### REQUIRED WORK
For each line below that contains the string "like", copy that line.

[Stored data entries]
********

PR #1947, opened 2018-02-21
errors: add ability to send stack traces to sentry

sergiusens:
Adds the ability to send reports, asking for confirmation before doing
so. This feature is only enabled for the deb as raven is not provided in
`xenial` and most of the user base will be using the snap.

Closes: #1918

-----

### DIFF
--- a/requirements.txt
+++ b/requirements.txt
@@ -17,6 +17,7 @@ pymacaroons==0.9.2; sys_platform != 'win32'
 pymacaroons==0.10.0; sys_platform == 'win32'
 pymacaroons-pynacl==0.9.3
 pysha3==1.0b1; python_version < '3.6'
+raven==6.5.0
 simplejson==3.8.2
 tabulate==0.7.5
 python-debian==0.1.28
--- a/schema/snapcraft.yaml
+++ b/schema/snapcraft.yaml
@@ -73,13 +73,31 @@ properties:
     type: string
     description: name of the part that provides source files that will be parsed to extract snap metadata information
   name:
-    type: string
     description: name of the snap package
-    validation-failure:
-      "{.instance!r} is not a valid snap name. Snap names consist of lower-case
-      alphanumeric characters and hyphens. They cannot be all numbers. They
-      also cannot start or end with a hyphen."
-    pattern: "^(?:[a-z0-9]+-?)*[a-z](?:-?[a-z0-9])*$"
+    allOf:
+      - type: string
+        # this failure message avoids printing repr of the thing, as it could be huge
+        validation-failure: "snap names need to be strings."
+        # string, but too long, is caught by this
+        maxLength: 40
+      - pattern: "^[a-z0-9-]*[a-z][a-z0-9-]*$"
+        validation-failure:
+          "{.instance!r} is not a valid snap name. Snap names can only use ASCII
+          lowercase letters, numbers, and hyphens, and must have at least one
+          letter."
+      - pattern: "^[^-]"
+        validation-failure:
+          "{.instance!r} is not a valid snap name. Snap names cannot start with
+          a hyphen."
+      - pattern: "[^-]$"
+        validation-failure:
+          "{.instance!r} is not a valid snap name. Snap names cannot end with a
+          hyphen."
+      - not:
+          pattern: "--"
+        validation-failure:
+          "{.instance!r} is not a valid snap name. Snap names cannot have two
+          hyphens in a row."
   architectures:
     type: array
     description: architectures to override with
--- a/snap/snapcraft.yaml
+++ b/snap/snapcraft.yaml
@@ -35,7 +35,7 @@ parts:
         - libsodium-dev
         - liblzma-dev
     stage-packages:
-        - binutils
+        - execstack
         - libffi6
         - libsodium18
         - squashfs-tools
--- a/snap/snapcraft.yaml
+++ b/snap/snapcraft.yaml
@@ -13,6 +13,7 @@ confinement: classic
 apps:
   snapcraft:
     command: bin/snapcraft
+    completer: snapcraft-completion
 
 parts:
   ctypes:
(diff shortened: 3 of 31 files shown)


snapcraft/cli/_errors.py
```diff
@@ -20,6 +20,19 @@
...
+# raven is not available on 16.04
+try:
+    from raven import Client as RavenClient
+    from raven.transport import RequestsHTTPTransport
+except ImportError:
+    RavenClient = None
+
+_SEND_TO_SENTRY = (
+    'Sorry, Snapcraft had an internal error.\n'
+    'To help us improve, would you like to send error data?'
```
kalikiana: This message raises a couple of questions in my head:

- What data is this going to send?
- Will this create a bug report a la apport or ubuntu-bug or something else?

That is to say, perhaps the message can be more helpful in telling the user what is going to happen with regard to privacy concerns and what Snapcraft is going to do.

snapcraft/cli/_errors.py
```diff
@@ -46,6 +59,9 @@ def exception_handler(exception_type, exception, exception_traceback, *,
         traceback.print_exception(
             exception_type, exception, exception_traceback)
 
+    if not is_snapcraft_error and RavenClient is not None:
+        _submit_trace(exception)
```
kalikiana: Can we have a test case for this? It seems like there's three cases here at least that we'll care about.

1. Trace prompt will be triggered
2. Non-interactive build skips past the prompt (rather than timing out)
3. No trace available

snapcraft/cli/_errors.py
```diff
@@ -55,3 +71,15 @@ def exception_handler(exception_type, exception, exception_traceback, *,
             echo.error(str(exception))
 
     sys.exit(exit_code)
+
+
+def _submit_trace(exception):
+    client = RavenClient(
+        'https://b0fef3e0ced2443c92143ae0d038b0a4:'
+        'b7c67d7fa4ee46caae12b29a80594c54@sentry.io/277754',
```
elopio: Curious, how can we prevent to be spammed with evil messages to our sentry?

sergiusens: I don't think we can.

requirements.txt
```diff
@@ -17,6 +17,7 @@ pymacaroons==0.9.2; sys_platform != 'win32'
 pymacaroons==0.10.0; sys_platform == 'win32'
 pymacaroons-pynacl==0.9.3
 pysha3==1.0b1; python_version < '3.6'
+raven==6.5.0
```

********

### REPLY
+    'To help us improve, would you like to send error data?'
kalikiana: Can we have a test case for this? It seems like there's three cases here at least that we'll care about.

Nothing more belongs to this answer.